Sam levantou-se com movimentos lentos, sentando-se na beira da cama e vestindo sua jaqueta verde. Uma vez por semana era permitido que os casais dormissem juntos em quartos reservados no quartel, eles haviam dormido mais tarde que o habitual naquela noite. Seguiriam ainda de manhã para o Alasca numa missão de reconhecimento, Mike havia recrutado Sam para aquela missão, contra a vontade dela.
– Vou para meu alojamento e te vejo no refeitório em meia hora. – Sam disse.
– Não, esteja lá em vinte minutos.
– Ok. – Sam sorriu e entrelaçou seu pescoço, com o intento de beijar seu noivo.
– Sam, não. Não temos tempo para isso, vá se trocar. – Ele disse, tirando os braços dela.
– Como se um minuto fizesse diferença… A missão partirá as oito. – Sam o largou, com desconforto.
– Você não entende as obrigações que um major tem aqui dentro porque você é apenas 1º sargento, não tem as responsabilidades que tenho. Você acha que minhas obrigações começam as oito? Meus deveres comandando o pelotão iniciam mais cedo. – Mike exasperou. – Você entende, não entende?
– Entendo sim. Vejo você no refeitório.
***
No começo daquela tarde gelada no Alasca, o pelotão comandado por Mike caminhava numa floresta aberta, eram árvores com poucas folhas e um chão com uma camada de neve espessa o suficiente para afundarem seus pés, enquanto andavam empunhando suas metralhadoras, distribuídos em grupos.
– Sargento Cooper e cabo Oliver, preciso que vocês duas deem a volta por fora, pela esquerda, e retornem me informando se viram alguma movimentação suspeita. – Mike deu a ordem à Sam e a outra oficial, que foi prontamente atendida.
– Ele nos manda para essas tarefas sem sentido porque acha que mulheres só servem para isso. – Cabo Oliver, que se chamava Maritza, reclamava com Sam, enquanto caminhavam na neve fofa, por fora do espectro de buscas do pelotão.
– Não é verdade, Mike confia em nós do mesmo jeito que confia nos outros soldados. – Sam o defendeu.
– Que missão idiota, uma caminhada no bosque congelado.

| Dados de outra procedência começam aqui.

Issue #1498, opened 2021-04-26
[cinder-csi-plugin] if node-expand is called after node-publish, the test failed


jichenjc:
**Is this a BUG REPORT or FEATURE REQUEST?**:

> Uncomment only one, leave it on its own line: 
>
/kind bug
> /kind feature

**What happened**:

https://github.com/kubernetes-csi/csi-test/blob/master/pkg/sanity/node.go#L731

failed, 

```
Unexpected error:
2021-04-26 09:51:19.538596 | ubuntu-xenial-citynetwork |         <*status.statusError | 0xc000089e00>: {
2021-04-26 09:51:19.538609 | ubuntu-xenial-citynetwork |             state: {
2021-04-26 09:51:19.538622 | ubuntu-xenial-citynetwork |                 NoUnkeyedLiterals: {},
2021-04-26 09:51:19.538635 | ubuntu-xenial-citynetwork |                 DoNotCompare: [],
2021-04-26 09:51:19.538648 | ubuntu-xenial-citynetwork |                 DoNotCopy: [],
2021-04-26 09:51:19.538661 | ubuntu-xenial-citynetwork |                 atomicMessageInfo: nil,
2021-04-26 09:51:19.538674 | ubuntu-xenial-citynetwork |             },
2021-04-26 09:51:19.538686 | ubuntu-xenial-citynetwork |             sizeCache: 0,
2021-04-26 09:51:19.538700 | ubuntu-xenial-citynetwork |             unknownFields: nil,
2021-04-26 09:51:19.538712 | ubuntu-xenial-citynetwork |             Code: 13,
2021-04-26 09:51:19.538725 | ubuntu-xenial-citynetwork |             Message: "Unable to find Device path for volume",
2021-04-26 09:51:19.538738 | ubuntu-xenial-citynetwork |             Details: nil,
2021-04-26 09:51:19.538751 | ubuntu-xenial-citynetwork |         }
2021-04-26 09:51:19.538764 | ubuntu-xenial-citynetwork |         rpc error: code = Internal desc = Unable to find Device path for volume
2021-04-26 09:51:19.538777 | ubuntu-xenial-citynetwork |     occurred[0m
```

**What you expected to happen**:

**How to reproduce it**:

**Anything else we need to know?**:

**Environment**:
- openstack-cloud-controller-manager(or other related binary) version:
- OpenStack version:
- Others:

jichenjc:
[...]

PR #1496, opened 2021-04-26
[cinder-csi-plugin] Update csi-test from 3.1.0 to 4.2.0

jichenjc:
**What this PR does / why we need it**:

upgrade csi-test and fixed a set of issues after the test cases upgraded

**Which issue this PR fixes(if applicable)**:
fixes #1509 
fixes #1497 
fixes #1498

**Special notes for reviewers**:

**Release note**:

```release-note
NONE
```

PR #1499, opened 2021-04-26
[cinder-csi-plugin] Check volume path and volume ID before Expand

### LINKED ISSUE #1497: [cinder-csi-plugin] volume length is not checked and volumeID not verified during expand volume

>
/kind bug
> /kind feature

**What happened**:

https://github.com/kubernetes-csi/csi-test/blob/master/pkg/sanity/node.go#L697
https://github.com/kubernetes-csi/csi-test/blob/master/pkg/sanity/node.go#L716
failed (we are not using master branch now) 

**How to reproduce it**:

**Environment**:
- OpenStack version:
- Others:

jichenjc:

fixes #1497 

**Release note**:

```release-note
NONE
```

### DIFF
--- a/pkg/csi/cinder/nodeserver.go
+++ b/pkg/csi/cinder/nodeserver.go
@@ -526,6 +526,17 @@ func (ns *nodeServer) NodeExpandVolume(ctx context.Context, req *csi.NodeExpandV
 		return nil, status.Error(codes.InvalidArgument, "Volume ID not provided")
 	}
 	volumePath := req.GetVolumePath()
+	if len(volumePath) == 0 {
+		return nil, status.Error(codes.InvalidArgument, "Volume path not provided")
+	}
+
+	_, err := ns.Cloud.GetVolume(volumeID)
+	if err != nil {
+		if cpoerrors.IsNotFound(err) {
+			return nil, status.Error(codes.NotFound, fmt.Sprintf("Volume with ID %s not found", volumeID))
+		}
+		return nil, status.Error(codes.Internal, fmt.Sprintf("NodeExpandVolume failed with error %v", err))
+	}
 
 	args := []string{"-o", "source", "--first-only", "--noheadings", "--target", volumePath}
 	output, err := ns.Mount.Mounter().Exec.Command("findmnt", args...).CombinedOutput()


pkg/csi/cinder/nodeserver.go
```diff
@@ -526,6 +526,17 @@ func (ns *nodeServer) NodeExpandVolume(ctx context.Context, req *csi.NodeExpandV
 		return nil, status.Error(codes.InvalidArgument, "Volume ID not provided")
 	}
 	volumePath := req.GetVolumePath()
+	if len(volumePath) == 0 {
+		return nil, status.Error(codes.InvalidArgument, "Volume ID not provided")
```
Fedosin, line 530: "Volume path not provided"

pkg/csi/cinder/nodeserver.go
```diff
@@ -526,6 +526,17 @@ func (ns *nodeServer) NodeExpandVolume(ctx context.Context, req *csi.NodeExpandV
...
+	}
+
+	_, err := ns.Cloud.GetVolume(volumeID)
+	if err != nil {
+		if cpoerrors.IsNotFound(err) {
+			return nil, status.Error(codes.NotFound, "Volume not found")
```
Fedosin, line 536: Maybe `"Volume with ID %s not found", volumeID`?

Fedosin (changes requested):

pkg/csi/cinder/nodeserver.go
```diff
@@ -526,6 +526,17 @@ func (ns *nodeServer) NodeExpandVolume(ctx context.Context, req *csi.NodeExpandV
 		return nil, status.Error(codes.InvalidArgument, "Volume ID not provided")
 	}
 	volumePath := req.GetVolumePath()
+	if len(volumePath) == 0 {
+		return nil, status.Error(codes.InvalidArgument, "Volume path not provided")
+	}
+
+	_, err := ns.Cloud.GetVolume(volumeID)
```
ramineni, line 533: @jichenjc From the issue details this is not required. 
https://github.com/kubernetes-csi/csi-test/blob/master/pkg/sanity/node.go#L682 , this checks for volumeID , which we are already doing in L525. So ideally shouldnt fail. Could you check again why that test case is failing.

jichenjc: my bad, actually the test case is https://github.com/kubernetes-csi/csi-test/blob/master/pkg/sanity/node.go#L716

– Não nos mandariam para cá se não tivessem indícios de atividade inimiga.
– O que esperam que nós encontremos neste local ermo? – Maritza tremia de frio e olhava ao redor, a passos lentos. Era uma mulher alta, com grandes olhos verdes.
– Sua língua, se você não parar de…
Antes que ela terminasse a frase, uma granada abandonada explodiu sob seu pé, arremessando Sam na direção de sua colega militar.
– Sam! Sam! Meu Deus!
Estilhaços haviam a atingido, um em especial lhe fizera um corte profundo na lateral do pescoço, de onde vertia sangue abundantemente, apavorando Maritza.
– Socorro! Soldado ferido! – Ela gritava, com Sam nos braços.
– Maritza, eu fui atingida, me ajude por favor. Estou perdendo sangue, me ajude. – Sam balbuciava, em pânico, com a mão no pescoço.
– Socorro! Aqui! – Continuava gritando. – Sam, eles virão resgatá-la, acalme-se, vai ficar tudo bem, ok? Vai ficar tudo bem. – Maritza pousava a mão sobre o corte em seu pescoço, mas de nada adiantava.
Em vinte minutos Sam já estava no caminhão do exército, voltando para a base, distante 120 quilômetros dali, sendo amparada por Maritza e Mike, numa maca no chão.
– Você vai ficar bem, vão cuidar de você. – Mike a tranquilizava.
Sam morreu durante a viagem.
Ao chegar no quartel, Mike orientou que levassem a maca ao conjunto médico auxiliar, para onde raramente os soldados feridos seguiam. Mandou chamar o General Jones, um militar de alta patente, que estava em serviço há quatro décadas.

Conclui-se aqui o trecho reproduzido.